• _Exercise materials_:
=== Begin Enclosure ===

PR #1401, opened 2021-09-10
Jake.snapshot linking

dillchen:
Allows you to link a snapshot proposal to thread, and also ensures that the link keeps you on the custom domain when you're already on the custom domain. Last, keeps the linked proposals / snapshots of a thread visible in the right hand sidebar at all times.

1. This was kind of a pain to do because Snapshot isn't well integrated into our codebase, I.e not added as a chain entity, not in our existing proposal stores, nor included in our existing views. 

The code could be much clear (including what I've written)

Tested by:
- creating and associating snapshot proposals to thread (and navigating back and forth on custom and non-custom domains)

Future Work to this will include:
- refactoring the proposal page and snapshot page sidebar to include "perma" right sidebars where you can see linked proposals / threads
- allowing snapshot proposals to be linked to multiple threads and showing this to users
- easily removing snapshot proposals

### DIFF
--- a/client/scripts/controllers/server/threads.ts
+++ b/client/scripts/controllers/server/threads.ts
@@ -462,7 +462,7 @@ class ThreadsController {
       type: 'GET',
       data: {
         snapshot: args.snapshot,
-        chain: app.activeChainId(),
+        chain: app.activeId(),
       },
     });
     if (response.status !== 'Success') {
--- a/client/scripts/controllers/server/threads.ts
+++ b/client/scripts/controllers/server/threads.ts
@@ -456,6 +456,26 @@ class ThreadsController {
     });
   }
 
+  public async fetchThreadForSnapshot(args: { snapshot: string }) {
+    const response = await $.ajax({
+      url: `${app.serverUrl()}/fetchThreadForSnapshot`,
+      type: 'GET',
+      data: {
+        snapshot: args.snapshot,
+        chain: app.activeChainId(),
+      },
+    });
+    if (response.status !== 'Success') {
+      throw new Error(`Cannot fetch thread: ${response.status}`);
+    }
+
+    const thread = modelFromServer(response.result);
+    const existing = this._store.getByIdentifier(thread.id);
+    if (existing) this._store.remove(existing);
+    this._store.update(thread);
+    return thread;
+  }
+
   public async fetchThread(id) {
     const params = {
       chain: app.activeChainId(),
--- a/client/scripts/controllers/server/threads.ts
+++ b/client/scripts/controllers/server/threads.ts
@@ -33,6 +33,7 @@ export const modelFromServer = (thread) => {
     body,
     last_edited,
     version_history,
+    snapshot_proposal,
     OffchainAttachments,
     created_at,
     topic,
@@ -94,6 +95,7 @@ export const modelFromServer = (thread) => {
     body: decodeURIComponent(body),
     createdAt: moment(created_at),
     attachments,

=== End Enclosure ===

• _What is needed_:
Nothing but the complete listing, repeated exactly, belongs in the answer.

• _Exercise answer_:
PR #1401, opened 2021-09-10
Jake.snapshot linking

dillchen:
Allows you to link a snapshot proposal to thread, and also ensures that the link keeps you on the custom domain when you're already on the custom domain. Last, keeps the linked proposals / snapshots of a thread visible in the right hand sidebar at all times.

1. This was kind of a pain to do because Snapshot isn't well integrated into our codebase, I.e not added as a chain entity, not in our existing proposal stores, nor included in our existing views. 

The code could be much clear (including what I've written)

Tested by:
- creating and associating snapshot proposals to thread (and navigating back and forth on custom and non-custom domains)

Future Work to this will include:
- refactoring the proposal page and snapshot page sidebar to include "perma" right sidebars where you can see linked proposals / threads
- allowing snapshot proposals to be linked to multiple threads and showing this to users
- easily removing snapshot proposals

### DIFF
--- a/client/scripts/controllers/server/threads.ts
+++ b/client/scripts/controllers/server/threads.ts
@@ -462,7 +462,7 @@ class ThreadsController {
       type: 'GET',
       data: {
         snapshot: args.snapshot,
-        chain: app.activeChainId(),
+        chain: app.activeId(),
       },
     });
     if (response.status !== 'Success') {
--- a/client/scripts/controllers/server/threads.ts
+++ b/client/scripts/controllers/server/threads.ts
@@ -456,6 +456,26 @@ class ThreadsController {
     });
   }
 
+  public async fetchThreadForSnapshot(args: { snapshot: string }) {
+    const response = await $.ajax({
+      url: `${app.serverUrl()}/fetchThreadForSnapshot`,
+      type: 'GET',
+      data: {
+        snapshot: args.snapshot,
+        chain: app.activeChainId(),
+      },
+    });
+    if (response.status !== 'Success') {
+      throw new Error(`Cannot fetch thread: ${response.status}`);
+    }
+
+    const thread = modelFromServer(response.result);
+    const existing = this._store.getByIdentifier(thread.id);
+    if (existing) this._store.remove(existing);
+    this._store.update(thread);
+    return thread;
+  }
+
   public async fetchThread(id) {
     const params = {
       chain: app.activeChainId(),
--- a/client/scripts/controllers/server/threads.ts
+++ b/client/scripts/controllers/server/threads.ts
@@ -33,6 +33,7 @@ export const modelFromServer = (thread) => {
     body,
     last_edited,
     version_history,
+    snapshot_proposal,
     OffchainAttachments,
     created_at,
     topic,
@@ -94,6 +95,7 @@ export const modelFromServer = (thread) => {
     body: decodeURIComponent(body),
     createdAt: moment(created_at),
     attachments,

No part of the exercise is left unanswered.